_Material provided:_
Segment Open

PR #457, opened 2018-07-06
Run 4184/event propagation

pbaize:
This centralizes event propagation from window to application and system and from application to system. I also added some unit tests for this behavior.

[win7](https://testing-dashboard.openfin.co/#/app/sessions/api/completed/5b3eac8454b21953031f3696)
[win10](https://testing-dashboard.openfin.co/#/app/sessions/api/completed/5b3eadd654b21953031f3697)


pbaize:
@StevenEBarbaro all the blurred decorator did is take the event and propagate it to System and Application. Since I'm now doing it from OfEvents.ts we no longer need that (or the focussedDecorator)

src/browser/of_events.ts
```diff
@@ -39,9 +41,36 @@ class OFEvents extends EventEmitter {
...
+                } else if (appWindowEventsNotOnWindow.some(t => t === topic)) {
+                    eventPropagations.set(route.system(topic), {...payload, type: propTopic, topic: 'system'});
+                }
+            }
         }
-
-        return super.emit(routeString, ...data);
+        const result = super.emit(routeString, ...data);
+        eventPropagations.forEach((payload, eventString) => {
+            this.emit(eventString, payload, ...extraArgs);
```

Segment Closed
Segment Open

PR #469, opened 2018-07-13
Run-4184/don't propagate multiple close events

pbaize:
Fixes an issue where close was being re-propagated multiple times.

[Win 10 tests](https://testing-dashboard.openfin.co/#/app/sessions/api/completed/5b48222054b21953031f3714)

Segment Closed
Segment Open

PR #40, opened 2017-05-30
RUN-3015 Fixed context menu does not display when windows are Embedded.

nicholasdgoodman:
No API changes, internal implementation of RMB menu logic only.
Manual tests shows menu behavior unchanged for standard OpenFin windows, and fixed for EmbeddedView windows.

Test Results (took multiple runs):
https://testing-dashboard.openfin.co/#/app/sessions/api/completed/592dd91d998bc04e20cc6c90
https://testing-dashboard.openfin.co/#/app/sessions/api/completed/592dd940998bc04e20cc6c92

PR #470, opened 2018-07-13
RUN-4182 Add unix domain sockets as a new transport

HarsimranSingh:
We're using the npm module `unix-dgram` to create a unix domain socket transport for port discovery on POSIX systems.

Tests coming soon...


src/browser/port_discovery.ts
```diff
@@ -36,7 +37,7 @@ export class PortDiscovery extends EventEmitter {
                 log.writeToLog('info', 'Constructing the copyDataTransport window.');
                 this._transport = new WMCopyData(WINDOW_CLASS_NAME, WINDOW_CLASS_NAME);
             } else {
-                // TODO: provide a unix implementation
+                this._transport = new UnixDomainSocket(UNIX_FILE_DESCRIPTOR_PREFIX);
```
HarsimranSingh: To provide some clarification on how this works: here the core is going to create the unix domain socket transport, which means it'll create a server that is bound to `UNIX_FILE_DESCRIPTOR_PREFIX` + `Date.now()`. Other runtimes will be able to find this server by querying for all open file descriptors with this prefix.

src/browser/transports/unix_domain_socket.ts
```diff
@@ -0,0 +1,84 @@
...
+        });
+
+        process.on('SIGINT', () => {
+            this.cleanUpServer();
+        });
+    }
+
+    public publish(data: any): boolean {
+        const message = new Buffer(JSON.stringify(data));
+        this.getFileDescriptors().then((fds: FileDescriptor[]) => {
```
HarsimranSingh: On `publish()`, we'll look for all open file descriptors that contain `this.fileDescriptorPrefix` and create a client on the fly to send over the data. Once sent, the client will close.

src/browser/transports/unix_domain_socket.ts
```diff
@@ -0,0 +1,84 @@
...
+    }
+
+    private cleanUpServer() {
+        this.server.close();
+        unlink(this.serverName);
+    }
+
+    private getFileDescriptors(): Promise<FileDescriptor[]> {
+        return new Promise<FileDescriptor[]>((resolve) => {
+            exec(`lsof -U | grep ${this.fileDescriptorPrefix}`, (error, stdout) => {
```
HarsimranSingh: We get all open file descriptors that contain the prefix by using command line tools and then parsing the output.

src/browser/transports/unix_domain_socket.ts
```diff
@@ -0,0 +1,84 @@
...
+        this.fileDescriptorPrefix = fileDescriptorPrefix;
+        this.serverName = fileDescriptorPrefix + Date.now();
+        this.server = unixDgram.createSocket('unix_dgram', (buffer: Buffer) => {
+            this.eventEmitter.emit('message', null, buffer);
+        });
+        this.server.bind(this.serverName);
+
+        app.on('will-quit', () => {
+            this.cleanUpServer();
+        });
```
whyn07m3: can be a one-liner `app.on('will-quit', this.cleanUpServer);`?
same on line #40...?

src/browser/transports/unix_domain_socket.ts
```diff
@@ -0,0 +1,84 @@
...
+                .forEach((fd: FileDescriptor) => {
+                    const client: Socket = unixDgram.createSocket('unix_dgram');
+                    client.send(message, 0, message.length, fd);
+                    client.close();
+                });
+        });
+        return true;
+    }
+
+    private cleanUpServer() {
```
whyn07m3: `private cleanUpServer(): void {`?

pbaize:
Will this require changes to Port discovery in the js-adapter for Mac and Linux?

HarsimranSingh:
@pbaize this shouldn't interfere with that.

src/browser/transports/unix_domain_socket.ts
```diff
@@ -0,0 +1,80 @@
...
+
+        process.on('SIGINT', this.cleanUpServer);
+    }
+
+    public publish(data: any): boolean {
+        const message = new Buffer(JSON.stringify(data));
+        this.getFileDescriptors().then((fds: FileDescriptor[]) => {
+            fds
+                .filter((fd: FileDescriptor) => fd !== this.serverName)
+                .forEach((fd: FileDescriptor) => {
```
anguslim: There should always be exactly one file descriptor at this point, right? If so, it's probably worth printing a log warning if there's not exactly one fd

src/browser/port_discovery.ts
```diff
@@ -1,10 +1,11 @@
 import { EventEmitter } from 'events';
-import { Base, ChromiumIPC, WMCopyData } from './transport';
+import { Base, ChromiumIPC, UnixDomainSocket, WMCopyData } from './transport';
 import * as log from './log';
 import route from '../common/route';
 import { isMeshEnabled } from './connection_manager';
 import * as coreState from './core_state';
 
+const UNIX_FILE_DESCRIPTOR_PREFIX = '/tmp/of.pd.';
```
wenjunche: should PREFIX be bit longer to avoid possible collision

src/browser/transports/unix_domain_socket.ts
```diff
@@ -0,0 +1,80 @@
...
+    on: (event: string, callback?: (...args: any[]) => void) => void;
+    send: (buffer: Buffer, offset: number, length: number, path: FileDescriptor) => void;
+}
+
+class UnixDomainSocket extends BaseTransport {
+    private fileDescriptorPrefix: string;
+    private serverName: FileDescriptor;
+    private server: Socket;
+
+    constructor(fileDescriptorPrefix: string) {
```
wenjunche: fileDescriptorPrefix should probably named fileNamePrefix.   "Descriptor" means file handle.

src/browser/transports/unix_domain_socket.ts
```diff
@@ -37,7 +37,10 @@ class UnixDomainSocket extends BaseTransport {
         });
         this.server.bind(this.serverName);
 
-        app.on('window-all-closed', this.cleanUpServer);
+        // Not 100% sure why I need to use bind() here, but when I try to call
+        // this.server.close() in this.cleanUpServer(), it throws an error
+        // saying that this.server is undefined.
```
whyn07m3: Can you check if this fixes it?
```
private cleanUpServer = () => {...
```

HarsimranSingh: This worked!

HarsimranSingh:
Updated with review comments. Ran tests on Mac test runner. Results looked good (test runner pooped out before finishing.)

Segment Closed

_Problem details:_
Go through the data above and copy each line in which "from" appears.

_Written answer:_
This centralizes event propagation from window to application and system and from application to system. I also added some unit tests for this behavior.
@StevenEBarbaro all the blurred decorator did is take the event and propagate it to System and Application. Since I'm now doing it from OfEvents.ts we no longer need that (or the focussedDecorator)
 import { EventEmitter } from 'events';
-import { Base, ChromiumIPC, WMCopyData } from './transport';
+import { Base, ChromiumIPC, UnixDomainSocket, WMCopyData } from './transport';
 import * as log from './log';
 import route from '../common/route';
 import { isMeshEnabled } from './connection_manager';
 import * as coreState from './core_state';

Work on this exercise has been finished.